DATASET RECORDS:

PR #259, opened 2015-09-22
Remove unnecesary fallback in SparkContextFactory 

zeitos:
There was a fallback in SparkContextFactory that made the default config override job config instead of the other way around.
Since LocalContextSupervisorActor and WebApi do the fallback action there's no need to do it again in the context factory.


velvia:
@zeitos thanks.

PR #260, opened 2015-09-23
Remove unnecessary logging of SQL query

noorul:
This was actually done for debugging. This could pollute the log.


zeitos:
Merged, thanks!

PR #270, opened 2015-10-06
Cleanup /jobs/jobId APIs

noorul:
As of now /jobs/jobId returns status and result which is very minimal.
Since we lack an API which returns more information like the /jobs API
returns as a list, amend /jobs/jobId to return extra information.

This commit makes job status uniform across /jobs and /jobs/jobId. We no
longer have "OK" status instead it will be the same as "FINISHED"

Now GET /jobs/jobId takes different route instead of the current one.

User => WebAPI => GetJobStatus => WebAPI => GetJobResult => WebAPI => User

And DELETE /jobs/jobId takes

User => WebAPI => GetJobStatus => WebAPI => User


velvia:
@noorul thanks.  At first glance this looks great to me.  Will look or merge later.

TASK DESCRIPTION: What the answer should hold is an exact copy of each line from the one containing "Now GET /jobs/jobId" to the final line of the listing above.

ANSWER TO THE EXERCISE:
Now GET /jobs/jobId takes different route instead of the current one.

User => WebAPI => GetJobStatus => WebAPI => GetJobResult => WebAPI => User

And DELETE /jobs/jobId takes

User => WebAPI => GetJobStatus => WebAPI => User


velvia:
@noorul thanks.  At first glance this looks great to me.  Will look or merge later.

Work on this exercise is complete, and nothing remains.